Korea is imitating the west and building shopping centers. Kangnung (Gangneung) is a bit more
traditional than some of the larger cities, however. Yes, it has outlying shopping areas (some
built on land that was supposed to remain farms forever - three guesses how that happened).
But it still has a downtown with some department stores and plenty of specialty shops,
street vendors, and market stalls. We love it. Whatever you're looking for, you'll probably
find it in the traditional markets, from baskets of dried anchovies, squid, fresh fish (as
above), and blocks of tofu to appliances, household goods, and even plumbing fixtures.|
But change is just over the horizon.
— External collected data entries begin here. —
PR #391, opened 2021-01-17
Pre v0.9 patches and PyVISA updates

cjermain:
This PR introduces minor patches before the v0.9 release, and improves the VISA compatibility. It addresses some of the issues raised in #362, and leverages code from #363 (thanks @msmttchr!). Further work will be needed to wrap up the compatibility. The `pyvisa-sim` library is added as a test requirement, which allows tests to be written against the instruments. This has a lot of potential for improving test coverage of our instruments.


cjermain:
It looks like the `pyvisa-sim` tests are being skipped because the package is not installed. In the CI, we are no longer running the tests through `setup.py test`, so those `tests_require` packages are not being installed. Running that way would ensure all `test_requires` packages are installed.

https://github.com/pymeasure/pymeasure/blob/4e2119eb5263e9f8f2e423567b3e031724cc35a6/.github/workflows/pymeasure_CI.yml#L82-L89

bilderbuchi:
Great to see this! 
Yes, we are using Anaconda in CI. `python setup.py test` would install the requirements through pip, not conda, which we want to avoid.
There is a small snag in that pyvisa-sim is not available on conda-forge, but I think you can add
```
- pip:
  - pyvisa-sim == your-version
```
to the dependencies section of https://github.com/pymeasure/pymeasure/blob/master/requirements/pymeasure.yml to get it installed.

Huh, nice, I thought you need to create a (simulated) instrument definition for every instrument you use with pyvisa-sim.

msmttchr:
@cjermain, I am not very familiar with the process, but I guess it makes sense to close #363 in favour of this, right ?

cjermain:
Thanks @bilderbuchi for the suggestion. I've made some changes to the CI to use a base and dev requirements YAML file.

@msmttchr, I haven't included all of the changes you made in #363, so I think the broader changes are still worth discussing.

.github/workflows/pymeasure_CI.yml
```diff
@@ -64,26 +82,15 @@ jobs:
...
+        run: |
+          conda info
+          conda list
       - name: Run pytest with xvfb
-        shell: bash -l {0}
         if: runner.os == 'Linux'
-        run: xvfb-run -a pytest
-      - name: Run pytest 
-        shell: bash -l {0}
+        run: xvfb-run -a python setup.py test
```
bilderbuchi, line 93: Fine with me to change to this way of building & testing in one go.

.github/workflows/pymeasure_CI.yml
```diff
@@ -64,26 +82,15 @@ jobs:
...
-        shell: bash -l {0}
-        run: conda list
-      - name: Build pymeasure
-        shell: bash -l {0}
-        run: python setup.py sdist bdist_wheel
-      - name: Install pymeasure
-        shell: bash -l {0}
-        run: python -m pip install dist/*.whl
+      - name: Install dev requirements
+        run: conda env update -f requirements/pymeasure_dev.yml
```
bilderbuchi, line 86: Note that this now always pulls sphinx and flake8 dependencies into every testing CI job, even though we don't use them at all in those jobs.

tests/adapters/test_visa.py
```diff
@@ -29,15 +29,42 @@
...
-    instr = Instrument(adapter='ASRL1::INSTR', name='delayed', query_delay=0.5, visa_library='@sim')
+    instr = Instrument(adapter=SIM_RESOURCE, name='delayed', query_delay=0.5, visa_library='@sim')
     assert instr.adapter.connection.query_delay == approx(0.5)
+
+
+def test_visa_adapter():
+    adapter = make_visa_adapter()
+    assert repr(adapter) == "<VISAAdapter(resource='ASRL1::INSTR')>"
+
+    adapter.ask("?IDN") == "LSG Serial #1234\n"
```
bilderbuchi, line 57: This lacks an `assert` in the beginning I think.

tests/adapters/test_visa.py
```diff
@@ -29,15 +29,42 @@
...
+
+    adapter.write("?IDN")
```
bilderbuchi, line 59: Funny that this works correctly, I thought that the [proper SCPI command is `*IDN?`](http://na.support.keysight.com/vna/help/latest/Programming/GP-IB_Command_Finder/Common_Commands.htm#idn)?

bilderbuchi (commented):
I went over the recent CI config changes and left some comments/questions. 
I now realise that I probably should have left more comments in the CI files documenting my reasoning for the implement configuration. Sorry about that!

requirements/pymeasure_dev.yml
```diff
@@ -0,0 +1,11 @@
+channels:
+  - conda-forge
+dependencies:
+  - pytest-qt=3.3.0
+  - pytest-runner=5.2
+  - pytest=6.1.1
+  - flake8=3.8.4
+  - sphinx=3.2.1
+  - sphinx_rtd_theme=0.4.3
+  - pip:
```
bilderbuchi, line 10: [Apparently](https://github.com/pymeasure/pymeasure/pull/391/checks?check_run_id=1766645369#step:5:6) pip nowadays also has to be added as an explicit dependency.

tests/adapters/test_visa.py
msmttchr: I agree, this is completely confusing. For some reason, the first default emulated instrument in pyvisa-sim is a non SCPI fictional instrument with commands very similar to SCPI (see pyvisa-sim/pyvisa_sim/default.yaml). I guess the intent is to demonstrate that you can emulate different kind of instruments, not just SCPI, but the result is questionable in my opinion

bilderbuchi:
I'll try to fix some of the issues I raised as soon as I get an opportunity.

cjermain:
Thanks @bilderbuchi! I'm finally getting back to this now and see your updates. I'll go through the comments first.

.github/workflows/pymeasure_CI.yml
```diff
@@ -10,16 +10,32 @@ jobs:
   docs_lint:
     name: Docs and Linting
     runs-on: "ubuntu-latest"
+    defaults:
+      run:
+        shell: bash -l {0}
```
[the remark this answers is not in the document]
cjermain: Yea, I saw that by reading the miniconda action docs:
https://github.com/conda-incubator/setup-miniconda#example-4-conda-options

tests/adapters/test_visa.py
bilderbuchi: I've changed this to use another pyvisa-sim default instrument that uses scpi-compatible commands.

.github/workflows/pymeasure_CI.yml
```diff
@@ -10,16 +10,32 @@ jobs:
...
+      - name: Install pymeasure requirements
+        uses: conda-incubator/setup-miniconda@v2
         with:
           python-version: "3.8"
-      - name: Install docs dependencies
+          environment-file: requirements/pymeasure.yml
+          activate-environment: pymeasure
+          auto-update-conda: true
+          use-only-tar-bz2: true  # for caching to work properly
+      - name: Install dev requirements
```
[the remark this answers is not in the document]
cjermain: I was trying to avoid the duplication of requirements in multiple places. That allows PyMeasure users to only install the main environment to get the basic packages necessary. However, I agree that this requires additional time during install for the CI pieces. I'm open to combining them and just giving PyMeasure users everything if they want to use that environment. What do you think @bilderbuchi?

Good catch also on the pip installs over the conda ones. We should fix that either way.

.github/workflows/pymeasure_CI.yml
```diff
@@ -10,16 +10,32 @@ jobs:
...
+        run: conda env update -f requirements/pymeasure_dev.yml
+      - name: Conda info & list
         run: |
-          pip install wheel
-          pip install -r requirements/pymeasure_readthedocs.txt
```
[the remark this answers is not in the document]
cjermain: Good point -- we are using pip for RTD builds. Historically we used conda because it was difficult to pip install the Qt requirements. I wonder if that is still a limitation -- if not we could move away from conda. Otherwise, I think we should consider moving RTD to conda. If dependencies are missing, the doc pages can be dropped, so it is important to have all requirements in that job.

I like the mamba suggestion, and will look into it more.

.github/workflows/pymeasure_CI.yml
cjermain: I was thinking we can centralize on the cache, since those packages should also get wrapped up and then shared with the RTD test. I agree it is an extra install here, but I'm not sure how optimized we need to be.

tests/adapters/test_visa.py
cjermain: Good catch!

requirements/pymeasure_dev.yml
cjermain: Thanks for adding that. I saw the funny error message, but did not finish adding it.

tests/adapters/test_visa.py
```diff
@@ -29,15 +29,43 @@
...
+
+
+def test_visa_adapter_ask_values():
+    adapter = make_visa_adapter()
+    assert adapter.ask_values(":VOLT:IMM:AMPL?", separator=",") == [1.0]
+
+
+def test_visa_adapter_write_binary_values():
+    adapter = make_visa_adapter()
+    adapter.write_binary_values("OUTP", [1], datatype='B')
```
bilderbuchi, line 71: I think this test also needs to assert something. I played around with what I think you wanted to do, but could not get it to work - does pyvisa-sim work correctly with `write_binary_values`?

bilderbuchi:
Sure thing! I'm about done for today (as soon as I see that CI is green), so feel free to iterate now!

.github/workflows/pymeasure_CI.yml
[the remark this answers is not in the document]
bilderbuchi: I guess that people who install from git master (and thus using/needing the requirements.yml) will probably don't mind a couple of packages more, or will even be more inclined to run the tests because they are troubleshooting something on the bleeding edge?

My hope is that if we give all in one go/one env file, the resolution also happens in one go and it does not install pip packages over conda ones, but we'll have to try (locally?) and check the logs/output.

tests/adapters/test_visa.py
cjermain: Good question. I was looking for a way to see what is written. We could use `mocker` from `pytest-mock` to ensure that the right call is being made. Ideally `pyvisa-sim` has a place for that already, but I haven't found it yet.

.github/workflows/pymeasure_CI.yml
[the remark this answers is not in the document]
bilderbuchi: IDK how flexible RTD is regarding builds - never used it. If we can move that to conda, why not. I guess you can check a recent (or master-branch) CI log if there were any difficulties with pip & qt.

I would very much like to keep conda, I have virtually stopped using pip years ago, for scientific python + Windows, conda just makes so much sense.

.github/workflows/pymeasure_CI.yml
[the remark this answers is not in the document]
bilderbuchi: +1 on reducing duplication

.github/workflows/pymeasure_CI.yml
bilderbuchi: Good question what is more efficient - smaller/fewer cache or faster install. I also though in terms of complexity of moving parts, would be good to keep docs & linting separate from code testing, e.g. sphinx dependency hiccups or whatnot would not fail/error our pytest tests.

.github/workflows/pymeasure_CI.yml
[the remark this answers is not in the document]
cjermain: Yea, sticking with conda sounds good. I think mamba is something to keep an eye on and maybe try later this year.

.github/workflows/pymeasure_CI.yml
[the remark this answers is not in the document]
cjermain: Sounds good. I merged them into 1 environment file and moved RTD to use that file as well.

.github/workflows/pymeasure_CI.yml
bilderbuchi: Do you have any insight how we stand on using our CI quota?
 [AFAICT](https://docs.github.com/en/github/setting-up-and-managing-billing-and-payments-on-github/about-billing-for-github-actions) we have 2000 "actions minutes" per month, where linux workers count 1x, Win 2x, Macos 10x. One CI run apparently takes ~15 min Linux time, 20 Macos, 24 Win.
If I am correct, and this could become a problem, from that point of view we should probably a) optimise for runtime and b) probably reduce our build matrix, e.g. only test with latest python on Win and Mac, and run tests on Linux wherever possible.

tests/adapters/test_visa.py
cjermain: I agree that we should improve this test, but am thinking to leave it as a future improvement. There is a lot we can do with `pyvisa-sim`, but I don't want to go too deep in this PR.

.github/workflows/pymeasure_CI.yml
bilderbuchi: The thing is, my gut says that we would have easily blown through our quota this month if the above numbers are correct, so something seems strange.

bilderbuchi: Ahhhh, "free for public repositories", so maybe there is no quota. Still, considering how Gitlab just slashed *their* free minutes from 2000 to 400 (or so), I think it would be good to be "efficient" citizens. 
I'm not sure how much we learn anyhow from the additional Win and Mac builds at lower python versions (as long as we test with the latest) - Python compat problems should be caught in the Linux builds, anyway.

cjermain:
I started a RTD run for this branch:
https://readthedocs.org/projects/pymeasure/builds/12902015/

.github/workflows/pymeasure_CI.yml
cjermain: I believe that is only on private repos. :) For the pymeasure Org it shows that we have not used any of the 2k actions minutes yet.

cjermain:
RTD looks good using the conda environment. I am going to go ahead with these changes to close this out.

.github/workflows/pymeasure_CI.yml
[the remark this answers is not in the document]
bilderbuchi: Mamba would be interesting, and I would be fine to switch. I meant conda as opposed to pip, mentally mamba counts as conda for me :D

The traditional markets like this one are on a long, slow decline. Their customers are usually older - younger Koreans prefer the one-stop convenience of the supermarkets. When Margaret was teaching in 2000, some of the places our friends called "supermarkets" were closer to the size of a large American 7-11. Today, Korea's E-Mart is as big and comprehensive as many joints in the midwestern US, though it's big vertically (over multiple storeys) as much as it is horizontally, maybe more so.
But back now to the central market, where most of the vendors are halmoni -- old women. Their kids are making their livings in office buildings now, so who will replace them when they retire and die? We may go back to Korea in another ten or fifteen years, and find most of the old markets gone.